Brand personas define the specific people you're going to target and give you insight into their wants, needs, and pain points.

Defining your audience can be a painful process. Too often it feels as thought defining an audience means reducing potential market size and ultimately limiting business growth. But developing brand personas does the opposite.

Instead of limiting your audience, when you create and use brand personas correctly, you get more insights that will not only resonate with your audience but also help you expand your business operations into markets you’ve may not have considered. By distinguishing specific personas your messaging becomes more spefic, impactful, and engaging. 

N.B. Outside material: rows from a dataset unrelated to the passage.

PR #795, opened 2017-03-16
Fix CheckStaticClass pass and add test.

### LINKED ISSUE #743: C++ class with only static methods; not appearing as C# static class
It use to be that if I declared a C++ class, and its publically accessible methods/fields were all statics, then it would be exported to C# as an actual static C# class. However, I can no longer get this to occur (using most recent release CppSharp source code).

I have added the following to the bottom of the CSharp.Native.vxproj file CSharp.h

```
class DLL_API TestClassWithOnlyStatics
{
	// private constructor, indicating this entire type is to appear static in C#
	TestClassWithOnlyStatics()
	{

	}

public:

	static void StaticMethod1()
	{
	}

	static void StaticMethod2()
	{	
	}
};
```

Running CSharp.Gen.csproj results in the following output from that:

```
public unsafe partial class TestClassWithOnlyStatics : IDisposable
    {
        [StructLayout(LayoutKind.Explicit, Size = 0)]
        public partial struct __Internal
        {
            [DllImport("CSharp.Native.dll", CallingConvention = global::System.Runtime.InteropServices.CallingConvention.ThisCall,
                EntryPoint="??0TestClassWithOnlyStatics@@QAE@ABV0@@Z")]
            internal static extern global::System.IntPtr cctor_1(global::System.IntPtr instance, global::System.IntPtr _0);

            [DllImport("CSharp.Native.dll", CallingConvention = global::System.Runtime.InteropServices.CallingConvention.Cdecl,
                EntryPoint="?StaticMethod1@TestClassWithOnlyStatics@@SAXXZ")]
            internal static extern void StaticMethod1_0();

            [DllImport("CSharp.Native.dll", CallingConvention = global::System.Runtime.InteropServices.CallingConvention.Cdecl,
                EntryPoint="?StaticMethod2@TestClassWithOnlyStatics@@SAXXZ")]
            internal static extern void StaticMethod2_0();
        }

        public global::System.IntPtr __Instance { get; protected set; }

        protected int __PointerAdjustment;
        internal static readonly System.Collections.Concurrent.ConcurrentDictionary<IntPtr, TestClassWithOnlyStatics> NativeToManagedMap = new System.Collections.Concurrent.ConcurrentDictionary<IntPtr, TestClassWithOnlyStatics>();
        protected void*[] __OriginalVTables;

        protected bool __ownsNativeInstance;

        internal static TestClassWithOnlyStatics __CreateInstance(global::System.IntPtr native, bool skipVTables = false)
        {
            return new TestClassWithOnlyStatics(native.ToPointer(), skipVTables);
        }

        internal static TestClassWithOnlyStatics __CreateInstance(TestClassWithOnlyStatics.__Internal native, bool skipVTables = false)
        {
            return new TestClassWithOnlyStatics(native, skipVTables);
        }

        private static void* __CopyValue(TestClassWithOnlyStatics.__Internal native)
        {
            var ret = Marshal.AllocHGlobal(0);
            *(TestClassWithOnlyStatics.__Internal*) ret = native;
            return ret.ToPointer();
        }

        private TestClassWithOnlyStatics(TestClassWithOnlyStatics.__Internal native, bool skipVTables = false)
            : this(__CopyValue(native), skipVTables)
        {
            __ownsNativeInstance = true;
            NativeToManagedMap[__Instance] = this;
        }

        protected TestClassWithOnlyStatics(void* native, bool skipVTables = false)
        {
            if (native == null)
                return;
            __Instance = new global::System.IntPtr(native);
        }

        public TestClassWithOnlyStatics(TestClassWithOnlyStatics _0)
        {
            __Instance = Marshal.AllocHGlobal(0);
            __ownsNativeInstance = true;
            NativeToManagedMap[__Instance] = this;
            *((TestClassWithOnlyStatics.__Internal*) __Instance) = *((TestClassWithOnlyStatics.__Internal*) _0.__Instance);
        }

        public void Dispose()
        {
            Dispose(disposing: true);
        }

        public virtual void Dispose(bool disposing)
        {
            TestClassWithOnlyStatics __dummy;
            NativeToManagedMap.TryRemove(__Instance, out __dummy);
            if (__ownsNativeInstance)
                Marshal.FreeHGlobal(__Instance);
        }

        public static void StaticMethod1()
        {
            __Internal.StaticMethod1_0();
        }

        public static void StaticMethod2()
        {
            __Internal.StaticMethod2_0();
        }
    }
```

genuinelucifer:
Fixes #743  
  
I had to change protected members to private as in C# static class cannot have protected members...  
Also, the way to check static is taken from [here](http://stackoverflow.com/questions/1175888/determine-if-a-type-is-static).  
  
Although my NUnit 2.0 could not find any tests, so I I haven't run the test after edit, but most probably it should pass. Do I need NUnit 3.0 to run the tests?

### DIFF
--- a/tests/Common/Common.Tests.cs
+++ b/tests/Common/Common.Tests.cs
@@ -339,6 +339,9 @@ public class CommonTests : GeneratorTestFixture
     [Test]
     public void TestStaticClasses()
     {
+        Type staticClassType = typeof(TestStaticClass);
+        // Only static class can be both abstract and sealed
+        Assert.IsTrue(staticClassType.IsAbstract && staticClassType.IsSealed);
         Assert.That(TestStaticClass.Add(1, 2), Is.EqualTo(3));
         Assert.That(TestStaticClass.OneTwoThree, Is.EqualTo(123));
         Assert.That(TestStaticClassDerived.Foo, Is.EqualTo(0));
--- a/tests/Common/Common.cpp
+++ b/tests/Common/Common.cpp
@@ -668,3 +668,8 @@ void hasPointerParam(const Foo& foo)
 void sMallFollowedByCapital()
 {
 }
+
+TestStaticClass& TestStaticClass::operator=(const TestStaticClass& oth)
+{
+    return *this;
+}
--- a/src/Generator/Passes/CheckStaticClass.cs
+++ b/src/Generator/Passes/CheckStaticClass.cs
@@ -90,8 +90,8 @@ namespace CppSharp.Passes
             // If one exists, we assume it's a factory function and the class is
             // not meant to be static. It's a simple heuristic but it should be
             // good enough for the time being.
-            if (@class.Functions.Any(ReturnsClassInstance) ||
-                @class.Methods.Any(ReturnsClassInstance))
+            if (@class.Functions.Any(m => !m.IsOperator && ReturnsClassInstance(m)) ||
+                @class.Methods.Any(m => !m.IsOperator && ReturnsClassInstance(m)))
                 return false;
 
             // If the class is to be used as an opaque type, then it cannot be
--- a/tests/Common/Common.h
+++ b/tests/Common/Common.h
@@ -385,13 +385,14 @@ struct DLL_API TestStaticClass
 
     static int GetOneTwoThree();
 
-protected:
+    TestStaticClass& operator=(const TestStaticClass& oth);
+
+private:
 
     static int _Mult(int a, int b);
 
     static int GetFourFiveSix();
 
-private:
     TestStaticClass();
 };
 


tests/Common/Common.Tests.cs
```diff
@@ -339,6 +339,9 @@ public void TestPropertyChains()
     [Test]
     public void TestStaticClasses()
     {
+        Type staticClassType = typeof(TestStaticClass).GetType();
```
ddobrev: .GetType() actually returns a .NET system type here, RuntimeType - that is, the type of the type. You only need typeof(TestStaticClass).

tests/Common/Common.cpp
```diff
@@ -668,3 +668,8 @@ void hasPointerParam(const Foo& foo)
 void sMallFollowedByCapital()
 {
 }
+
+TestStaticClass& TestStaticClass::operator=(const TestStaticClass& oth)
+{
+	return *this;
```
ddobrev: Please use 4 spaces instead of a type here.

ddobrev:
Abhinav, first of all, welcome back!
Yes, we switched to NUnit 3.6 but we have updated our reference. Perhaps you only need an updated test runner. I personally use https://marketplace.visualstudio.com/items?itemName=NUnitDevelopers.NUnit3TestAdapter, it enables test runs within VS itself.
Anyway, you definitely should run the tests locally first because I am almost certain your new test will fail - see my top remark in my review.

ddobrev:
@genuinelucifer also, since it's been a while since we worked together, please let me remind you. When fixing remarks, do not send new commits on top, instead amend and push force.

genuinelucifer:
Thanks. I fixed it and ran the test with NUnit 3 and it passed. I also run tests from inside VS only, by installing it from VS Marketplace.  
  
Please review again.

ddobrev:
@genuinelucifer thank you very much.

Here, we’ll share our experience from creating hundreds of personas, using them in brand development and market positioning, and help you get the most out of your brand personas.

What is a Brand Persona?

A brand persona is a generalized biography that gives you insights into your customers ranging from ideal clients to messaging opponent—they can be key decision makers, mothers with young kids, labor workers with a night shift, and more. 

These fake people act as placeholders for your audience in a more specific definition. Instead of creating a brand or company messaging to a void of a million people, you can use a brand persona. Personas help you think more specifically about strategic business decisions and who you’re speaking to in your messaging.

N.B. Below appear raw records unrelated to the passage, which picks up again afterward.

PR #796, opened 2017-03-17
Add a new pass to fix duplicate xml tags in comments.

### LINKED ISSUE #759: Duplicate <summary> in inline comments while rewriting XML comments in C++
##### Brief Description
Duplicate <summary> while rewriting XML comments in C++

C++:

For example, your brand messaging might look different for a 22-year-old female nursing student compared to a 63-year-old optometrist who loves fly fishing (ie. my dad). 

What Makes a Good Brand Persona?

1. They’re Relatable and Knowable

Perhaps the most important part of a good brand persona is that you can know them. The point isn’t to set out and create personas of people that couldn’t or wouldn’t exist, nor of people that would never come to mind. Brand personas need to be relatable to company leadership and knowable by everyone at the company. This lets everyone get on the same page when it comes to using personas.

2. They Give You Insights You Otherwise Wouldn’t Have

Brand personas help build out a mental picture surrounding any business issue. If you develop 12 personas who are all too similar, then using them won’t be effective—they’lll have the same problems and fears that they solve the same way. Uninspired. Make sure your personas come from different walks of life so that you can empathize with and learn something from each.

3. You Can Easily Recall Them 

Great brand personas come up in every creative meeting. They’re like people you’re looking out for, learning from, and taking into consideration when you’re making big decisions or tiny adjustments. If your brand personas are so complicated that you can’t recall them, or there are so many that you’re not sure who fits into a situation, then it’s worth going back to the drawing board.

4. Brand Personas Useful 

Having a brand persona that represents everyone in your weekly meeting is useless—those people are already advocating for themselves and people like them. Instead, make sure that your personas are going to give you a different perspective, different goal, and different issue to overcome. Through a breadth of useful personas, you can develop the best product, service, and brand.

With these four elements in mind, we have simplified our process and template to help you create brand personas that are practical and relevant to your business. Oh, and as far as complexity goes: one piece of paper or a single slide is a good goal. And don’t use tiny fonts.

Why Does Using Personas Matter?

It’s our tendency to create messaging that we resonate with, but that’s not always what our customers need. Brand personas help us understand other people. 

1. Identify the Right Message

The main reason for using personas is to identify and articulate your message. Too often business owners have something that they want to tell people because they have a new product, new way of doing something, and are passionate about their solution, but their audience doesn’t want to hear it. Using brand personas helps you understand what message will resonate with your audience.

2. Communicate Your Brand Best

Once you know what your audience will listen to and what they want to hear, you’re on the path to powerful brand communication. When you understand what you want to communicate and the way that your audience will best receive your message, your brand message will be unstoppable. 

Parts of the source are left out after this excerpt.